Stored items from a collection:
PR #389, opened 2022-04-13
[poc] detect and transform JSX prop errors to something more readable

zth:
_This is a PoC, and should probably be implemented for real in the compiler instead of here._

This PR detects and modifies errors that come from trying to set a prop on a JSX DOM element that does not exist. Example:

```rescript
// It's "onChange", not "onchange"
<div onchange={_ => {....
```

When doing so currently the error produced by the compiler prints the full `domProps` record (which has almost 500 props), and in general doesn't really help the user figuring out what went wrong (and what it can do to fix it). The current error looks something like this:

```
...
 ~?typeof: string,
  ~?vocab: string,
  ~?dangerouslySetInnerHTML: {"__html": string},
  ~?suppressContentEditableWarning: bool,
) => ReactDOM.Props.domProps
This argument cannot be applied with label ~onchange
```

And after this fix, that same error will look like this:
```
This JSX element does not take the prop `onchange`. 
Did you mean `onChange`?

`onChange: ReactEvent.Form.t => unit=?`
```

Here's a GIF showing what it looks like in the editor:

rescript-intro-1649834066802

A few extra things to note:
- This only applies for _DOM JSX elements_, not for custom components like `<MyComponent someProp />`. Those errors are a lot better than the DOM JSX errors (although they could probably use some cleaning up eventually too).
- The full, underlying error is still displayed in the terminal (or wherever the ReScript compiler is run).
- The error message itself will be upstreamed to the compiler if users end up liking this representation.
- The loc's for the error does not point to the label itself because of reasons, but in the future if it does, we can also produce a quick fix code action here to replace the prop name with the hint provided.
- A technical note - I vendored a small and self contained fuzzy match implementation I found, so we can continue having 0 dependencies.

### DIFF
--- a/server/src/processDiagnosticMessage.ts
+++ b/server/src/processDiagnosticMessage.ts
@@ -1,0 +1,77 @@
+import { filter } from "./vendor/fuzzy";
+
+export let processDiagnosticMessage = (diagnosticMessage: string[]) => {
+  // TODO: This should be upstreamed to the compiler at some point soon.
+  // Heuristic for detecting whether this is a JSX call.
+  if (
+    diagnosticMessage[0]?.trim() ===
+      "The function applied to this argument has type" &&
+    // We assume that we can detect JSX calls by checking if they have an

*What you will do*. Give only the number of lines in the preceding data that include the word "note".

*Answer space*. 2